Let’s take a closer look at the status quo. In supply chain environments, legacy integration approaches struggle with the same structural limitations:

  • Flexibility and poor scalability as the volume of partners increases

  • High initial and ongoing costs driven by custom development

  • Heavy maintenance is required just to keep the integrations going

  • Lack of specialized IT resources required for changes

  • Heterogeneous systems and applications between partners

  • Fragile point-to-point (P2P) integrations that don’t age well

  • Code dependent data mapping and transformation

  • Various tools for B2B integrations and internal applications

Aging and fragile P2P integration in many enterprise domains to mention only one of these limitations creates anxiety. It creates disruption in supply chains. Missed or delayed messages can translate into shipping delays, excess inventory, or scheduling decisions based on outdated data.

Therefore, the technical integration debt is accumulating very fast here. Few other corporate domains combine this level of external dependency with the need for continuous operations.

What next-generation iPaaS is changing and why AI matters

Next-generation iPaaS platforms don’t just link integration to the cloud. That’s already table stakes in the broader iPaaS market, which analysts have been tracking for a decade. The defining change is how new platforms handle change. Instead of treating integrations as static assets, they manage integrations more like a live workflow.
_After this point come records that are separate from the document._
PR #8601, opened 2025-01-14
remove unused src from metaop [pr]

chenyuxyz:


Qazalin:
the whole metaop syntax needs to be updated. I only kept it because tensor.py uses it.
Same goes for Ops.EMTPY.

PR #8611, opened 2025-01-14
image fixup tensor map

geohot:


Qazalin:
removing PR since this enables better const folding on Image kernels, here is an example process_replay diff:
image

That CAST used to keep existing because image fixup was done after `symbolic_simple`.
This diff is a prereq for #9165.

PR #8615, opened 2025-01-14
delete forced_realize

geohot:


Qazalin:
something weird is happening with THREEFRY I don't yet fully understand.

Otherwise the openpilot kernel count is fixed.

Qazalin:
most benchmarks are unchanged. "Llama 3 4 GPUs" is slower.
image
This is gating simple_tensor_map. It has to get upstreamed first.

test/test_const_folding.py
```diff
@@ -220,7 +220,9 @@ def test_multi_const_folding_literal(self):
     t = Tensor.arange(16).float().realize().to(ds)
 
     # non const folding case creates one ast on each shard
-    _check_ast_count(4, t + 1)
+    # NOTE: there's extra contiguous kernels here since it's realizing both the CONTIGUOUS and its parent COPY
+    # why does multi call contiguous on a COPY?
+    _check_ast_count(7, t + 1)
```
Qazalin, line 225: This is the VIZ
image
This is the same with openpilot, it's calling contiguous on a COPY which should fold to the same BUFFER.

PR #8623, opened 2025-01-15
JITBEAM=2 for LLaMA-3 8B on 4 GPUs [pr]

chenyuxyz:
is it fast?


chenyuxyz:
adds 40 second to benchmark job and 3X faster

Automation-driven iPaaS emphasizes faster partner onboarding, reusable process logic, and AI-powered mapping that reduces manual work when schemas change. (And change JSON APIs or event payloads or compatibility data.) Bugs also come out earlier and are easier to handle.

Because supply chain data mixes structured transactions with semi-structured documents, inconsistent partner conventions, and context-dependent exceptions, they are natural candidates for AI-powered normalization and verification. When used correctly, AI reduces human effort without eliminating management.

Sensitivity to costs and disruption

Supply chains operate under tight economic constraints. Margins are thin, disruption is expensive, and technology investments must pay for themselves quickly. Long, heavily customized integration programs are difficult to defend.

Automation-driven iPaaS better aligns with this reality, resulting in faster migrations through a mix of AI-driven migration tools, no-code low-code configurators with co-pilots, standards-out-of-the-box (OOB) support, connectors, and more.

While integration improvements have a disruptive reputation, the emerging adoption model for next-generation iPaaS looks different. Here, we see supply chain leaders gradually introduce platforms that allow legacy systems to function while embracing the new automation shift.

The goal is not to stop operations, but to reduce the “blast radius” of the change. Or, to change metaphors, in this case, it’s actually possible to keep the plane in the air while gradually rebuilding the supply chain integration engine.

Questions should be asked by supply chain executives

Taken together, this brings the decision back to the fore. Rather than viewing AI-based iPaaS as a purely technical improvement, supply chain leaders may be better served by asking a few operational questions:

  • How quickly can we get a trading partner on board or out today? What slows down this process?

  • Where do integration failures appear first: IT dashboards or missed deliveries and distorted inventory signals?

  • How much human effort goes into maintaining maps, handling exceptions, and reconciling data as formats change?

  • Are our integration workflows designed to accept variability, or do they accept constancy that no longer exists?

  • If parts of our supply chain become more autonomous as with agent AI will our integration layer enable or block it?

Let’s dwell on this last question. Autonomous agents do not replace integration; they depend on it. Any system that can function still requires controlled access to data and reliable execution between systems. An automation-based iPaaS provides many of these essential basics: event-driven workflows, permissions, traceability, and the ability to move across organizational boundaries.

“If you can there…”

Supply chain leaders don’t think about integration improvements because they want better middleware. They do this because volatility has been permanent. Because the added cost and complexity created an undeniable and unbearable strain.

Automation-driven iPaaS promises flexibility for this high-voltage enterprise space. With apologies to Frank Sinatra, if it works in supply chains, it can work anywhere.

N. Shashidar is SVP and Global Head, Product Management at EdgeVerve.


The VentureBeat newsroom and editorial staff were not involved in the creation of this content.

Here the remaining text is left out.